- ABOUT THIS TASK
Note each line in the data below that holds "loop", and copy it.

- DATA SHOWN
-------------------------

PR #488, opened 2020-06-09
fix: issue#469

RobotHuang:


role_manager_b_test.go
```diff
@@ -0,0 +1,95 @@
...
+
+	// 1000 users.
+	gPolicies := make([][]string, 0)
+	for i := 0; i < 1000; i++ {
+		gPolicies = append(gPolicies, []string{fmt.Sprintf("user%d", i), fmt.Sprintf("group%d", i/10)})
+	}
+
+	e.BuildRoleLinks()
+
+	rm := defaultrolemanager.NewRoleManager(1)
```
nodece, line 30: It should be `e.GetRoleManager()`

role_manager_b_test.go
```diff
@@ -0,0 +1,95 @@
...
+
+	for i := 0; i < b.N; i++ {
+		for j := 0; j < 100; j++ {
```
nodece, line 32: I think it's better to use random number, like `rm.HasLink("user501", fmt.Sprintf("group%d", rand.Intn(100)))`. 

What do you think?

role_manager_b_test.go
```diff
@@ -0,0 +1,94 @@
...
+		gPolicies = append(gPolicies, []string{fmt.Sprintf("user%d", i), fmt.Sprintf("group%d", i/10)})
+	}
+
+	e.BuildRoleLinks()
+
+	rm := e.GetRoleManager()
+
+	for i := 0; i < b.N; i++ {
+		for j := 0; j < 1000; j++ {
+			rm.HasLink("user501", fmt.Sprintf("group%d", j))
```
nodece, line 62: the same as above

role_manager_b_test.go
```diff
@@ -0,0 +1,94 @@
...
+		gPolicies = append(gPolicies, []string{fmt.Sprintf("user%d", i), fmt.Sprintf("group%d", i/10)})
+	}
+
+	e.BuildRoleLinks()
+
+	rm := e.GetRoleManager()
+	
+	for i := 0; i < b.N; i++ {
+		for j := 0; j < 10000; j++ {
+			rm.HasLink("user501", fmt.Sprintf("group%d", j))
```
nodece, line 91: the same as the above.

role_manager_b_test.go
RobotHuang: I reference https://github.com/casbin/casbin-rs/blob/b3bd688fd7fbb3b0c497b0ad255e129ed549b945/benches/benchmark.rs#L144, and he seems to use a loop. And he wants to compare the casbin's bench with casbin-rs's bench

dovics:
Hi @RobotHuang @nodece If the benchmark test should in `rbac/default-role-manager/role_manager_b_test.go`

and we shouldn't use `Enforcer` to addLink,  the `pPolicy` is useless, I think `rm.AddLink(fmt.Sprintf("user%d", i), fmt.Sprintf("group%d", i/10))` is better 

What do you think?

role_manager_b_test.go
```diff
@@ -0,0 +1,94 @@
...
+	// 100000 users.
+	gPolicies := make([][]string, 0)
+	for i := 0; i < 100000; i++ {
+		gPolicies = append(gPolicies, []string{fmt.Sprintf("user%d", i), fmt.Sprintf("group%d", i/10)})
+	}
+
+	e.BuildRoleLinks()
+
+	rm := e.GetRoleManager()
+
```
dovics, line 88: Should here be `b.ResetTimer()` ？we just need the time for `HasLink`

role_manager_b_test.go
```diff
@@ -0,0 +1,94 @@
...
+	// 1000 users.
+	gPolicies := make([][]string, 0)
+	for i := 0; i < 1000; i++ {
+		gPolicies = append(gPolicies, []string{fmt.Sprintf("user%d", i), fmt.Sprintf("group%d", i/10)})
+	}
+
+	e.BuildRoleLinks()
+
+	rm := e.GetRoleManager()
+
```
dovics, line 30: Should here be b.ResetTimer() ？we just need the time for HasLink

nodece: Yes, please add `b.ResetTimer()` here.

nodece:
@RobotHuang @dovics We just need to create a role_manager var then test that `AddLink`, `DeleteLink`, `HasLink`, and so on.

role_manager_b_test.go
GopherJ: loop there is to simulate enforce.

Because what we need to know is: *how much time has been taken up by role manager during an enforce*.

-------------------------

- WRITTEN SOLUTION
RobotHuang: I reference https://github.com/casbin/casbin-rs/blob/b3bd688fd7fbb3b0c497b0ad255e129ed549b945/benches/benchmark.rs#L144, and he seems to use a loop. And he wants to compare the casbin's bench with casbin-rs's bench
GopherJ: loop there is to simulate enforce.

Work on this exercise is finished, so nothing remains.